▸ **Data section**:

PR #487, opened 2020-07-16
Fixed the kube-up start failure issue

jshaofuturewei:
Since we use service group  yaml files to set up informer ranges, there is no need to maintain a update range via apiserver.config. Removing the range from apiserver.config and start_apiserver function


hack/apiserver.config
```diff
@@ -1,27 +1,27 @@
...
+/registry/poddisruptionbudgets/,,
+/registry/podpresets/,,
+/registry/pods/,,
+/registry/podsecuritypolicies/,,
+/registry/podsecuritypolicy/,,
+/registry/podtemplates/,,
+/registry/replicasets/,,
+/registry/resourcequotas/,,
+/registry/statefulsets/,,
+/registry/storageclasses/,,
```
Sindica, line 25: Please remove /registry/storageclasses/ since it does not have namespace or tenant data

PR #490, opened 2020-07-16
arktos-up script to set forward chain accept by default

### LINKED ISSUE #380: cannot ping other pods from inside a pod
**What happened**:
ping other pod from inside a pod gets back no replies

ping gets back icmp echo packets

context: tenant admin
start  a nginx pod, with yaml spec
```yaml
apiVersion: v1
kind: Pod
metadata:
  name: nginx
spec:
  containers:
  - name: nginx
    image: nginx
```

start another pod, by yaml spec
```yaml
apiVersion: v1
kind: Pod
metadata:
  name: k8s-vanilla-pod
  labels:
    app: vanilla
spec:
  containers:
  - name: vanilla-container
    image: busybox
    command: ['sh', '-c', 'echo Hello Arktos! && sleep 3600']
```
Both are in Running state:
```
$ ./kubectl get pods -o wide
NAME              HASHKEY               READY   STATUS    RESTARTS   AGE    IP            NODE               NOMINATED NODE   READINESS GATES
k8s-vanilla-pod   4081895494302239416   1/1     Running   123        5d3h   10.88.5.152   ip-172-31-27-125   <none>           <none>
nginx             5554014411665225714   1/1     Running   0          10s    10.88.26.82   ip-172-31-27-125   <none>           <none>
```
enter in k8s-vanilla-pod to ping nginx pod, no reply at all
```
$ kubectl exec -it k8s-vanilla-pod sh
   / # ping 10.88.26.82
   PING 10.88.26.82 (10.88.26.82): 56 data bytes
```

system: the bug-bash env (https://18.236.170.164:6443);
security context: my allocated tenat, as tenant-admin

**Environment**:
Client Version: version.Info{Major:"0", Minor:"2+", GitVersion:"v0.2-99+a93f32b74c4285", GitCommit:"a93f32b74c42856be37c74dea42bad41d46ba45b", GitTreeState:"clean", BuildDate:"2020-06-17T01:12:15Z", GoVersion:"go1.12.17", Compiler:"gc", Platform:"linux/amd64"}
Server Version: version.Info{Major:"0", Minor:"2+", GitVersion:"v0.2-84+29b3b2f1921680-dirty", GitCommit:"29b3b2f1921680c2511abe93c8f58d2acba272a2", GitTreeState:"dirty", BuildDate:"2020-06-10T21:45:04Z", GoVersion:"go1.12.9", Compiler:"gc", Platform:"linux/amd64"}
internal bug-bash env
- OS (e.g: `cat /etc/os-release`):
- Kernel (e.g. `uname -a`):
- Install tools:
bridge
- Others:

h-w-chen:
**What type of PR is this?**
> /kind other (environment setup related issue) 

to set firewall rule allowing traffic forward by default, in the process of arktos-up to set up local dev env

The solution is based on [blog about bridge traffic also traversed iptables rules](https://news.ycombinator.com/item?id=16427686):
_When the sysctl net.bridge.bridge-nf-call-iptables=1 is set (the default on modern Linux kernels), bridged packets will traverse iptables rules.
```  iptables -I FORWARD -j DROP```
by adding that rule, two containers on the same host cannot communicate with each other despite the fact that their communication did not require any traditional routing from the host. This is because the bridge traffic also traversed iptables rules._

Fixes #380 

No for Arktos functionality

### CODE REVIEW

File: hack/arktos-up.sh [hunk 1]
```diff
@@ -59,6 +59,10 @@ if [[ ! -e "${CONTAINERD_SOCK_PATH}" ]]; then
   exit 1
 fi
 
+echo "Ensuring firewall to allow traffic forward by default"
```
XiaoningDing, line 62: Can you add reasons why this is the right way to solve #380?  And also is #380 a bug or an issue of CNI configuration?

h-w-chen: The PR description was modified to include the source of information the fix is based on. In short, the bridge traffic also traversed iptables rules.

This seems a CNI configuration related environment issue.

XiaoningDing: suggest moving this piece to the inside of "install_cni_bridge". It's probably more clear and won't impact host settings if we don't use beidges.

h-w-chen: will update as suggested.

PR #492, opened 2020-07-16
per-network service IP allocation - part 2: implement method of getting service ip allocator per network

h-w-chen:
**What type of PR is this?**
/kind feature

This is part 2 for per-network service IP allocation, follwoing [part 1](https://github.com/futurewei-cloud/arktos/pull/484)

1. provides the method implementation of per network service IP allocation;
2. adds test code;

Per-network Service IP allocation is depicted in [service IP section, multi-tenant network design proposal](https://github.com/futurewei-cloud/arktos/blob/master/docs/design-proposals/multi-tenancy/multi-tenancy-network.md#service-ip).

1. start etcd
2. start kube-apiserver with the feature gate on: ```sudo ./kube-apiserver --etcd-servers=http://127.0.0.1:2379 --feature-gates=PerNetworkServiceIPAlloc=true```
3. create network CRD by ```kubectl create -f <repo-root>/pkg/controller/artifacts/crd-network.yaml```
4. create network test2 using yaml
```yaml
kind: Network
metadata:
  name: test2
spec:
  type: flat
  service:
    ipam: Arktos
    cidrs: [192.168.100.0/24]
```
5. create a service associated to test2 network, using yaml
```yaml
apiVersion: v1
kind: Service
metadata:
  name: my-nginx-svc
  labels:
    run: my-nginx
spec:
  ports:
  - port: 80
    protocol: TCP
  selector:
    run: my-nginx
```
6.verify the service also gets IP address from k8s pool
```
$ ./cluster/kubectl.sh get svc my-nginx-svc
NAME           TYPE        CLUSTER-IP   EXTERNAL-IP   PORT(S)   AGE
my-nginx-svc   ClusterIP   192.168.100.68   <none>        80/TCP    2s
``` 

Partial: No by default; Yes potentially.

```release-note
If kube-apiserver start with --feature-gates=PerNetworkServiceIPAlloc=true, service IP address shall be allocated from network service IP pool.
```


pkg/registry/core/service/storage/rest.go
```diff
@@ -876,3 +890,80 @@ func collectServiceNodePorts(service *api.Service) []int {
 	}
 	return servicePorts
 }
+
+func (rs *REST) getNetworkServiceIPAlloc(service *api.Service) (ipallocator.Interface, error) {
+	netName, ok := service.Labels[arktosv1.NetworkLabel]
+	if !ok {
```
chenqianfzh, line 896: Do we need also set the netName to "default" if it is empty?

pkg/registry/core/service/storage/rest.go
```diff
@@ -876,3 +890,80 @@ func collectServiceNodePorts(service *api.Service) []int {
...
+	}
+
+	networkUnstructured := network.(*unstructured.Unstructured)
+	var cidrs []string
+	cidrs, ok, err = unstructured.NestedStringSlice(networkUnstructured.Object, "spec", "service", "cidrs")
+	if err != nil {
+		return nil, fmt.Errorf("failed to identify spec.service.cidrs of network %s of tenant %s: %v", netName, service.Tenant, err)
+	}
+	if !ok || len(cidrs) == 0 {
+		return nil, fmt.Errorf("no service cidr found for network network %s of tenant %s", netName, service.Tenant)
```
chenqianfzh, line 918: nit: repeated "network" in the error message

pkg/registry/core/service/storage/rest.go
```diff
@@ -876,3 +890,80 @@ func collectServiceNodePorts(service *api.Service) []int {
...
+		return ipAllocator.(ipallocator.Interface), nil
+	}
+
+	var err error
+	ipAllocator := ipallocator.NewAllocatorCIDRRange(cidr, func(max int, rangeSpec string) allocator.Interface {
+		mem := allocator.NewAllocationMap(max, rangeSpec)
+		etcd := serviceallocator.NewEtcd(mem, etcdBaseKey, api.Resource("serviceipallocations"), rs.backendStorageConfig)
+
+		var snapshot *api.RangeAllocation
+		if snapshot, err = etcd.Get(); err != nil || snapshot.Range == "" {
```
chenqianfzh, line 956: Why we need to try Get() before CreateOrUpdate()? etcd is just created, Get() should not find anything.

pkg/registry/core/service/storage/rest_test.go
```diff
@@ -2437,3 +2449,59 @@ func TestServiceRegistryCreateWithoutExistingNetwork(t *testing.T) {
 		t.Fatalf("expected error; got none")
 	}
 }
+
+func TestServiceRegistryCreateWithNetworkOfArktosIPAM(t *testing.T) {
+	origFeatureGate := newFeatureGateWithPerNetworkServiceIPAlloc()
+	defer func() {
+		utilfeature.DefaultFeatureGate = origFeatureGate
```
chenqianfzh, line 2456: Why we need set utilfeature.DefaultFeatureGate = origFeatureGate when the test case exit?

pkg/registry/core/service/storage/rest_test.go
```diff
@@ -2437,3 +2449,59 @@ func TestServiceRegistryCreateWithoutExistingNetwork(t *testing.T) {
...
+
+	storage, registry, server := NewTestREST(t, nil)
+	storage.networks = &dummyNetworkGetter{ipamType: "Arktos", cidr: "3.4.5.0/24"}
+	_, ipRange, _ := net.ParseCIDR("3.4.5.0/24")
+	defer server.Terminate(t)
+
+	svc := &api.Service{
+		ObjectMeta: metav1.ObjectMeta{
+			Name:      "foo",
+			Tenant:    "system",
```
chenqianfzh, line 2467: As we are working on multi-tenancy, it is better test on a non-system tenant.

pkg/registry/core/service/storage/rest_test.go
```diff
@@ -2437,3 +2449,59 @@ func TestServiceRegistryCreateWithoutExistingNetwork(t *testing.T) {
...
+	if !ipRange.Contains(ip) {
+		t.Errorf("expected ip in %s; got %s", ipRange, created_service.Spec.ClusterIP)
+	}
+
+	srv, err := registry.GetService(ctx, svc.Name, &metav1.GetOptions{})
+	if err != nil {
+		t.Errorf("unexpected error: %v", err)
+	}
+	if srv == nil {
+		t.Errorf("Failed to find service: %s", svc.Name)
```
chenqianfzh, line 2498: should be Fatalf here. If srv==nil, net.ParseIP(srv.Spec.ClusterIP) is doomed to run into failure.

pkg/registry/core/service/storage/rest_test.go
```diff
@@ -2437,3 +2449,59 @@ func TestServiceRegistryCreateWithoutExistingNetwork(t *testing.T) {
...
+	created_service := created_svc.(*api.Service)
+
+	ip := net.ParseIP(created_service.Spec.ClusterIP)
+	if !ipRange.Contains(ip) {
+		t.Errorf("expected ip in %s; got %s", ipRange, created_service.Spec.ClusterIP)
+	}
+
+	srv, err := registry.GetService(ctx, svc.Name, &metav1.GetOptions{})
+	if err != nil {
+		t.Errorf("unexpected error: %v", err)
```
chenqianfzh, line 2495: Should be Fatalf. net.ParseIP(srv.Spec.ClusterIP) has no chance to work.

pkg/registry/core/service/storage/rest_test.go
```diff
@@ -2437,3 +2449,59 @@ func TestServiceRegistryCreateWithoutExistingNetwork(t *testing.T) {
...
+	if srv == nil {
+		t.Errorf("Failed to find service: %s", svc.Name)
+	}
+
+	ipFromGet := net.ParseIP(srv.Spec.ClusterIP)
+	if !ipFromGet.Equal(ip) {
+		t.Fatalf("expected %s; got %s from Get op", ip, ipFromGet)
+	}
+
+	t.Logf("allocated service ip = %s", ip)
```
chenqianfzh, line 2506: It a bit weird to see a t.Logf in the last line of a test case. If the test passes, no log will be printed. If the test case fail, will this line be hit?

h-w-chen: no need to have log statement here indeed. will remove.

pkg/registry/core/service/storage/rest.go
```diff
@@ -876,3 +890,80 @@ func collectServiceNodePorts(service *api.Service) []int {
...
+			return rs.serviceIPs, nil
+		}
+
+		return nil, fmt.Errorf("cannot find network %s of tenant %s: %v", netName, service.Tenant, err)
+	}
+
+	networkUnstructured := network.(*unstructured.Unstructured)
+	var cidrs []string
+	cidrs, ok, err = unstructured.NestedStringSlice(networkUnstructured.Object, "spec", "service", "cidrs")
+	if err != nil {
```
XiaoningDing, line 914: I remember in our last discussion we mentioned service CIDR probably isn't required for flat network objects.  Will these check fail for flat network?

pkg/registry/core/service/storage/rest_test.go
h-w-chen: good point. will change to use Fatalf

pkg/registry/core/service/storage/rest.go
```diff
@@ -876,3 +890,80 @@ func collectServiceNodePorts(service *api.Service) []int {
...
+	if !ok || len(cidrs) == 0 {
+		return nil, fmt.Errorf("no service cidr found for network network %s of tenant %s", netName, service.Tenant)
+	}
+
+	// todo: to use multiple cidr ranges in the future
+	// for now only first cidr take effect
+	cidr := cidrs[0]
+	var ipNet *net.IPNet
+	if _, ipNet, err = net.ParseCIDR(cidr); err != nil {
+		return nil, fmt.Errorf("%q is not a valid range of network %s of tenant %s: %v", cidr, netName, service.Tenant, err)
```
XiaoningDing, line 926: "not a valid range of network" sounds strange.  You mean it's not a valid range of network IPs?

pkg/registry/core/service/storage/rest.go
```diff
@@ -876,3 +890,80 @@ func collectServiceNodePorts(service *api.Service) []int {
...
+	var cidrs []string
+	cidrs, ok, err = unstructured.NestedStringSlice(networkUnstructured.Object, "spec", "service", "cidrs")
+	if err != nil {
+		return nil, fmt.Errorf("failed to identify spec.service.cidrs of network %s of tenant %s: %v", netName, service.Tenant, err)
+	}
+	if !ok || len(cidrs) == 0 {
+		return nil, fmt.Errorf("no service cidr found for network network %s of tenant %s", netName, service.Tenant)
+	}
+
+	// todo: to use multiple cidr ranges in the future
```
XiaoningDing, line 921: Please track these as issues so that we won't forget them.  Thanks.

pkg/registry/core/service/storage/rest_test.go
h-w-chen: will change to Fatalf as suggested

pkg/registry/core/service/storage/rest_test.go
h-w-chen: got your point. However, this case is purposed as the most basic scenario for feature of per-network service ip allocation; in case it fails, we know for sure it is broken at this feature, not around multi-tenancy.

pkg/registry/core/service/storage/rest_test.go
h-w-chen: got your point. However, this case is purposed as the most basic scenario for feature of per-network service ip allocation; in case it fails, we know for sure it is broken at this feature, not around multi-tenancy.

pkg/registry/core/service/storage/rest.go
h-w-chen: etcd may still have data. if it is there, will use the existent data; otherwise to create one.

pkg/registry/core/service/storage/rest.go
h-w-chen: will remove the extra

pkg/registry/core/service/storage/rest.go
h-w-chen: good catch. will update.

pkg/registry/core/service/storage/rest.go
h-w-chen: if flat network does not turn on the feature gate of per-network-service-ip-alloc (the code is in previors part 1 PR), it won't fail. 
this PR is all about turning on the feature, and it will alloc service ip from per-network pool.

pkg/registry/core/service/storage/rest.go
h-w-chen: I meant for "not a valid service ip range for network object". will reword to make it more clear.

pkg/registry/core/service/storage/rest.go
h-w-chen: issue #495 was opened to track it.

h-w-chen:
thanks.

▸ **Problem to work on**: Search the records for the word "kind" and copy every line where it occurs.

▸ **Answer to the problem**:
kind: Pod
kind: Pod
> /kind other (environment setup related issue) 
/kind feature
kind: Network
kind: Service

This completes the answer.